▼

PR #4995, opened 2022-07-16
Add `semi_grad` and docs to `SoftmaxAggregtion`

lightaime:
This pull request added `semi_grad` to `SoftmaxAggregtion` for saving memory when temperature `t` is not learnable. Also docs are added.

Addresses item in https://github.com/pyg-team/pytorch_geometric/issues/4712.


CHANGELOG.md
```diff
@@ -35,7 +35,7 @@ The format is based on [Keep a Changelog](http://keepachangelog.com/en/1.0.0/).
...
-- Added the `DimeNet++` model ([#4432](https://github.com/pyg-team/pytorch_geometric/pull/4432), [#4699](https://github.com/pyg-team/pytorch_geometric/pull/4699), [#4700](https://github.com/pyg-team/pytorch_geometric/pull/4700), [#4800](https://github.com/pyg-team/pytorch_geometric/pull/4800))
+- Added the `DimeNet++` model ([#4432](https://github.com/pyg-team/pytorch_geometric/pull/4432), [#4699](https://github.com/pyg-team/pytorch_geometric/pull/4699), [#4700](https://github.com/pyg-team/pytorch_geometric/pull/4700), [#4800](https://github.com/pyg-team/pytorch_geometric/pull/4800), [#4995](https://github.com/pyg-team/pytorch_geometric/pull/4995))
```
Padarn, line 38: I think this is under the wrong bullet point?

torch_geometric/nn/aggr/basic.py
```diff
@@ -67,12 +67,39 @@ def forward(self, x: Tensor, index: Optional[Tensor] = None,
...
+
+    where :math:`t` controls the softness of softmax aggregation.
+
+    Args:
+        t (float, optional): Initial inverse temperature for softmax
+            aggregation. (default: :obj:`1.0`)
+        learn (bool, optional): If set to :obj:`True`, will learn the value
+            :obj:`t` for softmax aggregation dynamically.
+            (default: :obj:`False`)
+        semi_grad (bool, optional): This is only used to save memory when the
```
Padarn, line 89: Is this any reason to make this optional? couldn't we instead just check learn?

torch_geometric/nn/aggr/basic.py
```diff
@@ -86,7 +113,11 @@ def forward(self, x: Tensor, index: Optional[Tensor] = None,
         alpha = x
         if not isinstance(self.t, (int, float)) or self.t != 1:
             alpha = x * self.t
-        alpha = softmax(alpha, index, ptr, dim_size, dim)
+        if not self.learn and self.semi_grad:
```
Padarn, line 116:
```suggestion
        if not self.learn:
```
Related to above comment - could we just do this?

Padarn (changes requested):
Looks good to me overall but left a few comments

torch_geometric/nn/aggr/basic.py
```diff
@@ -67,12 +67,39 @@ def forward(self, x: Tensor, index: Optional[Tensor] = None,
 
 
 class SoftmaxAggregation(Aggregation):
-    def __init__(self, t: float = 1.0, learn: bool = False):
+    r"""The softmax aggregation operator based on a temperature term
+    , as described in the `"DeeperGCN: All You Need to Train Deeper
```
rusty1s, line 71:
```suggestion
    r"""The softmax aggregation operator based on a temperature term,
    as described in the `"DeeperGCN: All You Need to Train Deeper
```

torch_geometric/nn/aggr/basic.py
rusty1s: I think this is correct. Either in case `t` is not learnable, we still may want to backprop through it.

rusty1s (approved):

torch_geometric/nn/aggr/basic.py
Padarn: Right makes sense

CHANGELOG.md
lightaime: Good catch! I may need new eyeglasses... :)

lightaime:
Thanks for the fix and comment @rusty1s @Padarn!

▲
▼

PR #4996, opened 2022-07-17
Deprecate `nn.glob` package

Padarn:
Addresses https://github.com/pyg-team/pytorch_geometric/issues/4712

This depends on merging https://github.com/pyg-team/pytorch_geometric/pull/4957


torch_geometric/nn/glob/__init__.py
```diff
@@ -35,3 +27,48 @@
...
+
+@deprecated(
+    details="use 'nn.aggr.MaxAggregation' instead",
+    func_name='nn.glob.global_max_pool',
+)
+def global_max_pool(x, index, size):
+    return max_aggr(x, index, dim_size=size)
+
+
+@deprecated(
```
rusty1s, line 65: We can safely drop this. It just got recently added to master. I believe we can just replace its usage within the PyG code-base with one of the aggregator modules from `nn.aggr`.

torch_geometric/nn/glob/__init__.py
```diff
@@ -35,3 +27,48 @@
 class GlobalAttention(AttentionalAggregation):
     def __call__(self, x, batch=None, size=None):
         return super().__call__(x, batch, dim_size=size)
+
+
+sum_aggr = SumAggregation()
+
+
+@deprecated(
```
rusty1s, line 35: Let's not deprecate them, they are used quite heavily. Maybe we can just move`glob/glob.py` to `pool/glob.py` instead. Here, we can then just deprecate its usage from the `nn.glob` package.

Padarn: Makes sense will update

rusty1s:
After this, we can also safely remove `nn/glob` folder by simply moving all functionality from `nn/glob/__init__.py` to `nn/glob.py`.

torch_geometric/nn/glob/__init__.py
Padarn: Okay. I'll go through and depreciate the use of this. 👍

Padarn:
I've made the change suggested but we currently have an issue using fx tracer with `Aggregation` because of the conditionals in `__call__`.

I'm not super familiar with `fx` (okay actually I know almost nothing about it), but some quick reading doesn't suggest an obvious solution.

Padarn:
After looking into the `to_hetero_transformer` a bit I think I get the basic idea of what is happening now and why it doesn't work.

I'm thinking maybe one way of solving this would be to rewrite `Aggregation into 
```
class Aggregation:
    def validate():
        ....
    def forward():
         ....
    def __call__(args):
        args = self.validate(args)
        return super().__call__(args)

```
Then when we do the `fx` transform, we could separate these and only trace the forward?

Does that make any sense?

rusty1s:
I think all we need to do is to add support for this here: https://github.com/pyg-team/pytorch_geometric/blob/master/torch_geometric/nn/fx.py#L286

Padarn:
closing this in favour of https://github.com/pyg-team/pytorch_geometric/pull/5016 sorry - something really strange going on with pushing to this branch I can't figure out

▲

» Exercise objective: Gather all lines with the string "bool" from the data.

» Response for this exercise:
+        learn (bool, optional): If set to :obj:`True`, will learn the value
+        semi_grad (bool, optional): This is only used to save memory when the
-    def __init__(self, t: float = 1.0, learn: bool = False):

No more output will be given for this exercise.